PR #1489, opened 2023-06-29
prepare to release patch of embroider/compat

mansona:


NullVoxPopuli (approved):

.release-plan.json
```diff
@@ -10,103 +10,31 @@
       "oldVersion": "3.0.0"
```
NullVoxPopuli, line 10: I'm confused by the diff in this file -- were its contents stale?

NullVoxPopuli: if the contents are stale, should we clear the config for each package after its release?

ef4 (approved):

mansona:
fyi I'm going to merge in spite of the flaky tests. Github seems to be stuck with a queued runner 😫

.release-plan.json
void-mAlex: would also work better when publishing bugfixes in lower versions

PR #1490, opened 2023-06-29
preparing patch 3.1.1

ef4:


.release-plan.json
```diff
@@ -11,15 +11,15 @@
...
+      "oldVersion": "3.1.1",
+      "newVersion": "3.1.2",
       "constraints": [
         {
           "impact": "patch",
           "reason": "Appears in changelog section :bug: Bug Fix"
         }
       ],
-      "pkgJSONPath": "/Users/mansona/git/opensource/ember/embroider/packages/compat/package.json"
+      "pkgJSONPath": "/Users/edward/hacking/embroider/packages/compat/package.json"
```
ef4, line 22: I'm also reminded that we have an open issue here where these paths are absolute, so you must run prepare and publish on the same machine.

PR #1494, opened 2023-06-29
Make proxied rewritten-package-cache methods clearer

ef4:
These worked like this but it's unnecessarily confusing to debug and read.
++++++
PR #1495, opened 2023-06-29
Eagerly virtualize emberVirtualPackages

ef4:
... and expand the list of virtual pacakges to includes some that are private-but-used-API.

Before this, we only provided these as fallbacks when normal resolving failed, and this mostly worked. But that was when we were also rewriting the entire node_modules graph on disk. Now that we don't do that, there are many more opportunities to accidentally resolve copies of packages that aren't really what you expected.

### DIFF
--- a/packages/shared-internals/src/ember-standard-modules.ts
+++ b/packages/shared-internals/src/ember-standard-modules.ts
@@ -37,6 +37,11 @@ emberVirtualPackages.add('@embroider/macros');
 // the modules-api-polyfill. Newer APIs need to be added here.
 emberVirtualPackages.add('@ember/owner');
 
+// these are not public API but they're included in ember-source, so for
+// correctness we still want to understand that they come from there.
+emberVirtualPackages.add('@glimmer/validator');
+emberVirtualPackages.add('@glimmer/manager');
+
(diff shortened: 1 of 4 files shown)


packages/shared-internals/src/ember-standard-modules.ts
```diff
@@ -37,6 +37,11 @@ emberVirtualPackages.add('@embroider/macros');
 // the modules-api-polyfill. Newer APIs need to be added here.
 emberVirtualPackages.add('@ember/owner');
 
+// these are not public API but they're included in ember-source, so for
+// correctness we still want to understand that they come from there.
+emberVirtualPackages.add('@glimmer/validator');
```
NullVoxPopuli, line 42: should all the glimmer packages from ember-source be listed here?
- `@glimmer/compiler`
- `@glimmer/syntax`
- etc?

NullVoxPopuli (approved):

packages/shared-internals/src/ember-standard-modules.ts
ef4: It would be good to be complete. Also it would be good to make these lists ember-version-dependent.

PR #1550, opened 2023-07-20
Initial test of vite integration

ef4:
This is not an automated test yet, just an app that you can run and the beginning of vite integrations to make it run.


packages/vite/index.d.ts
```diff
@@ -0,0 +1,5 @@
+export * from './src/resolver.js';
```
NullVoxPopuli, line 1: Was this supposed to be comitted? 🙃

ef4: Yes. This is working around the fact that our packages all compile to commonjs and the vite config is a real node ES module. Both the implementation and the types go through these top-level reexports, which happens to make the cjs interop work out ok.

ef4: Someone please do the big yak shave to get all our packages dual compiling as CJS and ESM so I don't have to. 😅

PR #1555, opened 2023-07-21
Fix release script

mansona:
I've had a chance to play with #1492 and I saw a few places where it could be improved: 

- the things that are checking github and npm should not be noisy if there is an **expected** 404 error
++++++
__What you have to do__: Lines of the material may hold the string "vite". Copy each one that does.

__Solution for this problem__:
Initial test of vite integration
This is not an automated test yet, just an app that you can run and the beginning of vite integrations to make it run.
packages/vite/index.d.ts
ef4: Yes. This is working around the fact that our packages all compile to commonjs and the vite config is a real node ES module. Both the implementation and the types go through these top-level reexports, which happens to make the cjs interop work out ok.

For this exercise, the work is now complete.